> **YOUR OBJECTIVE**:
Repeat exactly the lines of the listing below, please, starting with the first and ending with the line containing "Is the start"; leave out the rest.

> **SUPPLIED MATERIAL**:
.....

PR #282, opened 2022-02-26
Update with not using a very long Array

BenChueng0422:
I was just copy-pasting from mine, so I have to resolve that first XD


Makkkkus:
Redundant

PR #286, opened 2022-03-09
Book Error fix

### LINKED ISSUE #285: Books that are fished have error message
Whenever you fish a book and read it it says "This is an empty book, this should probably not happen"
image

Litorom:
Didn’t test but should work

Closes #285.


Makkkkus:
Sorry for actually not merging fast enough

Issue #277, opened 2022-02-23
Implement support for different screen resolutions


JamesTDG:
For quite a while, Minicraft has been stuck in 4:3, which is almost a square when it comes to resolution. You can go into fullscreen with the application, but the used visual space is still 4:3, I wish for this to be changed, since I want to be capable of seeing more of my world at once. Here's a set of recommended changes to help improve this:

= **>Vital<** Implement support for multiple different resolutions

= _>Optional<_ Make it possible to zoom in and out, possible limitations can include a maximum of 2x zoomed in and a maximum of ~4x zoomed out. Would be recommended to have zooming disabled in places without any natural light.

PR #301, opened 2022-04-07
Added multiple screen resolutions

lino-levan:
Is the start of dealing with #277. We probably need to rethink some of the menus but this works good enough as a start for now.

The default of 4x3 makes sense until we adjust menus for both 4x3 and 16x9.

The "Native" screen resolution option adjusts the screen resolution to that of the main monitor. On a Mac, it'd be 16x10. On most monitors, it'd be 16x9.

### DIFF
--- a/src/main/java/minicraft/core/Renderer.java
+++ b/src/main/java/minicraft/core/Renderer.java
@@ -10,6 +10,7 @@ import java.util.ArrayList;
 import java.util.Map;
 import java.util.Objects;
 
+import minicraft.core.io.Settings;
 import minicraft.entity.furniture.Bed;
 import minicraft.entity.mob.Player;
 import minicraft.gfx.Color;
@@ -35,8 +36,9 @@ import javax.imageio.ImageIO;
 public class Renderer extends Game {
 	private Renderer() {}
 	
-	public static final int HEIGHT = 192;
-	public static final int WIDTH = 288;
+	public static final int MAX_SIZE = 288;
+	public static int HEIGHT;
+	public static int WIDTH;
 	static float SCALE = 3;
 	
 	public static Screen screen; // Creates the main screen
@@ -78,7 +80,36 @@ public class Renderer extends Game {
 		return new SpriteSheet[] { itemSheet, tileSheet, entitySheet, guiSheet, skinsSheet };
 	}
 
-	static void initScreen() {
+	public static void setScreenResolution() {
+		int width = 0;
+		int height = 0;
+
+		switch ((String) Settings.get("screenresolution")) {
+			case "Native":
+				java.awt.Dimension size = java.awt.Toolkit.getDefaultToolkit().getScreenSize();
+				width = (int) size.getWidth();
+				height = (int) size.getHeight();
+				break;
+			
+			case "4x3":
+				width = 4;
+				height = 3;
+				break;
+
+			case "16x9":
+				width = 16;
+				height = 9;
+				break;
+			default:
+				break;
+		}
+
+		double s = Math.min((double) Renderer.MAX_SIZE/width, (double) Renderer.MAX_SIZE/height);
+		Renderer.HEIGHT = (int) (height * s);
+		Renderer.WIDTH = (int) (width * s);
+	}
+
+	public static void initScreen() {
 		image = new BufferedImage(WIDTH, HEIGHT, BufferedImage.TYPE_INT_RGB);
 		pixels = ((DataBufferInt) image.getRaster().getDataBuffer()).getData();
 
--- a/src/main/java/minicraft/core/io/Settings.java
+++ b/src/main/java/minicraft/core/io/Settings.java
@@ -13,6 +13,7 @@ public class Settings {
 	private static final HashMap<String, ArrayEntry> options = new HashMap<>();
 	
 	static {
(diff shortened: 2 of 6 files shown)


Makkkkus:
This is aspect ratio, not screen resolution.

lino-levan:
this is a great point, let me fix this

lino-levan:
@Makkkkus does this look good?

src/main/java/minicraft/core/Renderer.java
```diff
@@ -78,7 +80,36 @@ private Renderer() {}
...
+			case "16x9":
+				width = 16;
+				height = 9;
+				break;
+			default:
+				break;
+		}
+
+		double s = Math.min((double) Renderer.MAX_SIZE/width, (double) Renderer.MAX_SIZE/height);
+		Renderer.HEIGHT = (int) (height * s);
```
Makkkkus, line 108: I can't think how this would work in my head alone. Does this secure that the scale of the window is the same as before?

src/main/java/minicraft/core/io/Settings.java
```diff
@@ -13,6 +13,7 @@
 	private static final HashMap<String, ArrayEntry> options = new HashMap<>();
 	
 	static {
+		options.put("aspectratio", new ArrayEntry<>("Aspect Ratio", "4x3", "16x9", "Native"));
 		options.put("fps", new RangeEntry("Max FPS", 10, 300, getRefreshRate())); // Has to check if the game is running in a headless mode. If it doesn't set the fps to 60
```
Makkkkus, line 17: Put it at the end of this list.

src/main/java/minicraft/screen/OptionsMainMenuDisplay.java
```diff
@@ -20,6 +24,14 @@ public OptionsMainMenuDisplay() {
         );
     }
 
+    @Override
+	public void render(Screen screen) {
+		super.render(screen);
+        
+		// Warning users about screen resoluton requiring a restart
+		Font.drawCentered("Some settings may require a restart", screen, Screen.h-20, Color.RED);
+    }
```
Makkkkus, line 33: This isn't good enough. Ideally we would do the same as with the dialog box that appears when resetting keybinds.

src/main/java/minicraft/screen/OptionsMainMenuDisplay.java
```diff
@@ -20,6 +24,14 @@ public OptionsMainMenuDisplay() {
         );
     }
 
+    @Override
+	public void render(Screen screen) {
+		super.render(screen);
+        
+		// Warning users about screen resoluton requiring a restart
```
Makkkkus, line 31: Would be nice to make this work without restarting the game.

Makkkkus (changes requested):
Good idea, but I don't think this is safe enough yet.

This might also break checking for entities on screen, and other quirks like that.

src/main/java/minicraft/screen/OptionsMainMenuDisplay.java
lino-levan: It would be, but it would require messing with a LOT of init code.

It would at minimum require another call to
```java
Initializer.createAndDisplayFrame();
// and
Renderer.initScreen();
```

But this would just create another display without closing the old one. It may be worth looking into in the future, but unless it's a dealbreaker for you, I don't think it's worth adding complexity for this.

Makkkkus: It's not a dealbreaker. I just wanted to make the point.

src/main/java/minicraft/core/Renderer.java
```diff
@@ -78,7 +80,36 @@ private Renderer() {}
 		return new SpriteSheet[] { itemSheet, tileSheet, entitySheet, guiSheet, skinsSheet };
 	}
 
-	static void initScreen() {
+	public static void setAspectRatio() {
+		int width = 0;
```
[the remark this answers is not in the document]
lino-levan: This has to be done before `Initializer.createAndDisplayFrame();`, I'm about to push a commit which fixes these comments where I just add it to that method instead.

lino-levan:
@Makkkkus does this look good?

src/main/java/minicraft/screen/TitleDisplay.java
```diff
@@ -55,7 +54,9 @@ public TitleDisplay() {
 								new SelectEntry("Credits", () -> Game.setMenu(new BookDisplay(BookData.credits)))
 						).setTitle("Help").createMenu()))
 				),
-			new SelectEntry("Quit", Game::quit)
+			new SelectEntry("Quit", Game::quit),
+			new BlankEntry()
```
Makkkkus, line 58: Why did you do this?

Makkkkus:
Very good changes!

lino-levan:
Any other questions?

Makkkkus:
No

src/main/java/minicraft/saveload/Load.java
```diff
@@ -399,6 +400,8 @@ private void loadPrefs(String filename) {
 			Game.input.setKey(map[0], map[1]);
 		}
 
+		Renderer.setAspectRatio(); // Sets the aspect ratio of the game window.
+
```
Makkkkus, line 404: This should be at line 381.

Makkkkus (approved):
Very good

.....

> **PROBLEM SOLUTION**:
PR #282, opened 2022-02-26
Update with not using a very long Array

BenChueng0422:
I was just copy-pasting from mine, so I have to resolve that first XD


Makkkkus:
Redundant

PR #286, opened 2022-03-09
Book Error fix

### LINKED ISSUE #285: Books that are fished have error message
Whenever you fish a book and read it it says "This is an empty book, this should probably not happen"
image

Litorom:
Didn’t test but should work

Closes #285.


Makkkkus:
Sorry for actually not merging fast enough

Issue #277, opened 2022-02-23
Implement support for different screen resolutions


JamesTDG:
For quite a while, Minicraft has been stuck in 4:3, which is almost a square when it comes to resolution. You can go into fullscreen with the application, but the used visual space is still 4:3, I wish for this to be changed, since I want to be capable of seeing more of my world at once. Here's a set of recommended changes to help improve this:

= **>Vital<** Implement support for multiple different resolutions

= _>Optional<_ Make it possible to zoom in and out, possible limitations can include a maximum of 2x zoomed in and a maximum of ~4x zoomed out. Would be recommended to have zooming disabled in places without any natural light.

PR #301, opened 2022-04-07
Added multiple screen resolutions

lino-levan:
Is the start of dealing with #277. We probably need to rethink some of the menus but this works good enough as a start for now.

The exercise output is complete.